The 19th Sunday after Trinity (Trinity XIX); Saint Luke the Evangelist

9.30 a.m.: The Parish Eucharist (Holy Communion 2), Castletown Church, Kilcornan

11.30 a.m.: Morning Prayer (Morning Prayer 2), Holy Trinity Church, Rathkeale

The Readings: Exodus 33: 12-23; Psalm 99; Matthew 22: 15-22.

There is a link to the readings HERE.

The denarius with the image of Caesar represented a day’s labour … Roman coins in a private collection in Callan, Co Kilkenny (Photograph: Patrick Comerford)

May I speak to you in the name of God, + Father, Son and Holy Spirit, Amen

This morning’s readings challenge us to ask where we see the face of God. In the Gospel story, when Christ asks whose face is on the coin presented to him, he may also be challenging us to consider where we too see the face of God.

In the first reading, Moses asks to see the glory of God (Exodus 33: 18), but is told ‘you cannot see my face; for no one shall see me and live’ (Exodus 33: 20). The Psalmist urges us to tremble and bow down before God (Psalm 99). In the epistle reading for today, Saint Paul reminds his readers they have turned away from idols to ‘serve a living and true God’ (I Thessalonians 1: 9).

The Gospel story is set in the Temple in Jerusalem in Holy Week, on the day after Christ has overturned the tables of the money-changers.

The money-changers were in the Temple because Roman coins had images, such as the image of Caesar, who called himself ‘lord’ and ‘divine’ when those titles truly belong to God alone, and ‘priest’ when that title challenges the ritual purity of the Temple. Images like those were forbidden in the Temple, and so coins had to be changed outside by the money-changers.

In the Temple, Christ is challenged by both the Pharisees and the Herodians, the people who supported Herod, the Roman puppet king.

The question they put to him was one of great debates at the time: should religious and pious Jews pay taxes to Rome?

Jewish opinion was divided on this question. But the question put to Christ is also loaded with presuppositions, with built-in fallacies and false dichotomies, like the sort of question all lawyers know not to ask in court: ‘When did you stop beating your wife?’

The question allows only one of two answers, Yes or No. But it is only a question about law. It does not ask, for example, whether it is moral to pay those taxes, or whether it is folly not to pay those taxes.

If Christ answers Yes, those who are hostile to Roman rule are going to turn against him. But if he says No, he risks arrest for inciting rebellion.

The coin they present is a denarius, a day’s pay for workers and Roman troops. This silver coin was the most common Roman coin of the time, and it is mentioned in the Bible more often than any other coin.

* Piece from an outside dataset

Issue #1967, opened 2026-08-18
Break up the god-functions and duplicated algorithms the data-plane audit surfaced


marmos91:
The 2026-08-05 data-plane audit confirmed a set of MED findings that are pure structural debt — no behavioural defect, no fix that fits in a batch PR. They are collected here so the audit can close without pretending they were addressed.

Seven sibling findings (pool-path vs transaction-path CRUD duplication across badger/postgres/sqlite, the three copy-pasted generation-guarded caches, and the ~180-line config-reconciliation body duplicated between postgres and sqlite) are **not** listed here — they are subsumed by #1828.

Having looked at the head on the denarius, Christ then looks at the inscription.

The obverse of the denarius of Tiberius carries an image of Tiberius with a laurel crown and lettering around it that proclaims ‘Tiberius Caesar, the Divine Augustus, Son of Augustus’ (Ti Caesar Divi Avg F Avgvstvs).

The reverse side depicts a seated woman as Pax. This was Livia Drusilia, the mother of Tiberius. She died in AD 29 and was later deified by her grandson Claudius with the title Diva Augusta. On the coin, she holds a palm branch and an inverted spear in her hands, and the inscription on this side refers to Tiberius as Pontif[ex] Maxim[us] or the ‘High Priest’ of Rome.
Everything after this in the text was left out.